PR #11008, opened 2020-04-04
Fix: Rare exception while invoking method 'tinytest/clearResults' 

mrauhu:
from command `meteor test-packages`.

Probably the `tinytest/clearResults` method called twice on client, but instead of debugging all tests of Meteor on the client side we make a small fix on the server side.

Best wishes,
Sergey.

### DIFF
--- a/packages/tinytest/tinytest_server.js
+++ b/packages/tinytest/tinytest_server.js
@@ -78,11 +78,16 @@ Meteor.methods({
   'tinytest/clearResults'(runId) {
     check(runId, String);
 
-    handlesForRun.get(runId).forEach(handle => {
-      // XXX this doesn't actually notify the client that it has been
-      // unsubscribed.
-      handle.stop();
-    });
+    const handles = handlesForRun.get(runId);
+    // Fix: Exception while invoking method 'tinytest/clearResults' TypeError: Cannot read property 'forEach' of undefined
+    // Second call of the method will always run without exception
+    if (typeof handles !== 'undefined') {
+      handles.forEach(handle => {
+        // XXX this doesn't actually notify the client that it has been
+        // unsubscribed.
+        handle.stop();
+      });
+    }
 
     handlesForRun.delete(runId);
     reportsForRun.delete(runId);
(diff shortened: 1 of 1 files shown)


packages/tinytest/tinytest_server.js
```diff
@@ -78,15 +78,13 @@ Meteor.methods({
...
-    // Fix: Exception while invoking method 'tinytest/clearResults' TypeError: Cannot read property 'forEach' of undefined
-    // Second call of the method will always run without exception
-    if (typeof handles !== 'undefined') {
-      handles.forEach(handle => {
-        // XXX this doesn't actually notify the client that it has been
-        // unsubscribed.
-        handle.stop();
-      });
+    if (handlesForRun.has(runId)) {
+      handlesForRun.get(runId).forEach(handle => {
```
mrauhu, line 82: @sebakerckhof problem is, value `handlesForRun.get(runId)` maybe `undefined`, and you trying using the method `.forEach()` for undefined.

mrauhu: `
```suggestion
      const handles = handlesForRun.get(runId);
      // We checking for type, for avoiding `undefined.forEach()`
      if (typeof handles !== 'undefined') {
        handles.forEach(handle => {
```

sebakerckhof: But it would only return undefined if the map doesn't have the key, right? It's initialized as a Set and I don't see any place where this can change except for the delete. Am I overlooking something?

mrauhu: @sebakerckhof is some cases we may get this state for variable `handlesForRun`:
```js
const handlesForRun = new Map([
  // Correct run with `set` of handles, `.forEach()` is work
  ['runId1', new Set(handle1, handleN)],
  // Incorrect run with `undefined`, `.forEach()` is doesn't work
  ['runId2', undefined],
]);
```

So, for `runId2`:

```
const runId = 'runId2';

handlesForRun.get(runId).forEach(handle => {
  // ...
});
```

You get the error:

```
Uncaught TypeError: Cannot read property 'forEach' of undefined
```

sebakerckhof: Yes, I understand what you mean. What I'm questioning is how we can get into that situation. Because this would mean there is a `handlesForRun.set(runId2, undefined)` somewhere, which as far as I can tell, should not happen. So there may be a deeper problem if this is the case.

filipenevola:

PR #11011, opened 2020-04-06
Update to the RoadMap (Minimongo)

BrianMulhall:
I can work on updating the minimongo package, there is a good overview of future work in the NOTES.txt file inside the package itself. I can start with some smaller changes and work my way up to adding support for indexes


StorytellerCZ:
That would be much appreciated!

filipenevola:
Hi @BrianMulhall, that would be great.

Issue #10671, opened 2019-08-13
Sourcemaps on development build with ROOT_URL


joaomframos:
As discussed [about a year ago,](https://github.com/meteor/meteor/issues/9747) I have an application that runs on top of other websites performing several external requests.

Although Meteor doesn't currently support Sourcemaps for production, there are specific use cases where we are required to test a development build on top of edge cases found on client's websites.

For the the first time ever, we noticed a slowdown on the client's webpage which would affect every user on that platform. We managed to pinpoint the root cause of the slowdown to the development sourcemaps being requested to the client's webserver, spamming it. Probably it's nothing but a really weak webserver but one of our main goals it to never negatively impact a client's webpage but if sourcemaps are set up like this, we can never achieve that goal.
Also, we have been forced to develop without sourcemaps for months already and having this issue fixed would also improve our development workflow.

In order to pinpoint the issue I forked the project and performed the changes locally. The changes were simple and only in two files for now: tools/isobuild/isopack.js and tools/isobuild/bundler.js

I still need to find out if there's a way to fix the imports from node_modules' CSS (like Google's Material CSS) which also enforce a sourcemap request to the current page instead of targeting the domain where the app is running.

The changes are mostly using ROOT_URL if available - which is our use case - but I'm not aware of every use case Meteor covers and that's where I require your help before submitting a PR.

This is one [example of a change to a meteor tool.](https://imgur.com/MHgzwTS)

Which results in a change from: 
//#sourceMappingURL=/dynamic/imports/[PATH_TO_FILE]/6f1a7e62594dde76996770d7b428fae06ad86cef.map

to:
//#sourceMappingURL=[ROOT_URL]/dynamic/imports/[PATH_TO_FILE]/6f1a7e62594dde76996770d7b428fae06ad86cef.map

these changes have been performed on top of Meteor 1.8.1.

HugoMag:
Any news regarding this?

joaomframos:
Sorry @filipenevola for the poke, but are there any updates regarding this?
I would like to at least know if there are any plans to address this issue.

filipenevola:
Hi @joaomframos I would be glad to review your PR about this.

PR #11013, opened 2020-04-07
Sourcemaps are now being loaded based on the ROOT_URL

joaomframos:
PR submitted to approach #10671.

Up until now SourceMaps have always been loading based on the webpage we are currently on which, for use cases allowed by ROOT_URL, may not always happen - the webserver may differ from the current domain of the webpage.

Just a quick note: it's not the first time I request a change to Meteor that [doesn't fit other users' use cases](https://github.com/meteor/meteor/commit/a646bdbbd4b988f1f25c86159972fb1b70c13ce9). I'm submitting this PR as requested but as I stated in the original issue, I'm not aware of the possible repercussion this change may have for other users.

### DIFF
--- a/tools/isobuild/bundler.js
+++ b/tools/isobuild/bundler.js
@@ -2828,7 +2828,7 @@ function addSourceMappingURL(data, url, targetPath) {
 
   parts.push(
     newLineBuffer,
-    Buffer.from("//# sourceMappingURL=" + url, "utf8"),
+    Buffer.from("//# sourceMappingURL=" + (process.env.ROOT_URL || "") + url, "utf8"),
     newLineBuffer // trailing newline
   );
 


zodern:
I have a couple of concerns with using ROOT_URL in `meteor build`.

Some apps are built once, and multiple instances of them are run with different ROOT_URLs. A similar use case that I am considering supporting in Meteor Up is the app is built once and deployed to staging. After it is run in staging for a while with no issues, the app is deployed to production using the previously built bundle.

Source maps for the main client bundle should be loaded from the same domain as the js file, so it seems this is only an issue for dynamic imports. Is this correct?

For code executed by `eval`, source maps are loaded relative to the sourceURL comment. Instead of adding the comment during build, the `dynamic-import` package could add it to the files when reading them from disk.

nikhilgoswami:
When can we expect a merge for this?

joaomframos:
@filipenevola  Wasn't this scheduled for 1.12? 

Just noticed that several changes were performed on top of the dynamic-import package that will conflict with the changes from this PR.

nikhilgoswami:
@joaomframos new PR?

filipenevola:
Hi @joaomframos some tests were not ok so we couldn't include it.

but we always have new Meteor versions so feel free to finish this up.

StorytellerCZ:
@joaomframos Do you need to change things or is this OK to merge?

joaomframos:
Seems Ok

PR #11023, opened 2020-04-16
Add an idea to Roadmap about making Meteor APIs consumable outside of…

trusktr:
EDIT: Maybe this is a duplicate of the other goal, [Transition as much as possible to NPM](https://github.com/meteor/meteor/blob/9aebd156f0a3e7c646fa0ed550514fbfcda9c3de/Roadmap.md#transition-as-much-as-possible-to-npm).

---

Is this a good idea, not just from a developer perspective, but from a business/corporate perspective?

As a developer, I think it'd be awesome to be able to import full-stack Meteor features on both sides of an existing application that isn't already managed with Meteor.

From a business perspective, it can go both ways: if developers can import APIs into existing Node.js backends and browser frontends, then they may be less likely (?) to host on Galaxy? But at the same time, there may be a gain of users due to this, which may mean more business possibilities.

EDIT: `CONTRIBUTING.md` says

>  2. Nothing in Meteor should preclude an expert from doing what they
 want. 

Perhaps making all of Meteor APIs consumable outside of Meteor's build system may allow experts to do what they want more easily.

### DIFF
--- a/Roadmap.md
+++ b/Roadmap.md
@@ -28,6 +28,22 @@ Implement tree shaking / dead code elimination, which involves pruning the depen
 
 A proper service worker build target. Regular Web Workers can be built from a function.toString() but service-workers require an actual server route.
 
+### Make it easy to use Meteor in external projects
+
+- Leaders: <you?>
+- Status: -
+- PRs: -
+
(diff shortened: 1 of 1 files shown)


trusktr:
On second thought, maybe this is already too close to the other goal, [Transition as much as possible to NPM](https://github.com/meteor/meteor/blob/9aebd156f0a3e7c646fa0ed550514fbfcda9c3de/Roadmap.md#transition-as-much-as-possible-to-npm).

trusktr:
I'll just close this. I should've read the whole Roadmap more closely. :)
☆ ☆ ☆
[WORK ITEM]:
Find the count of lines in the data above where the string "every" occurs. Provide that number alone.

[ANSWER TO THE EXERCISE]:
2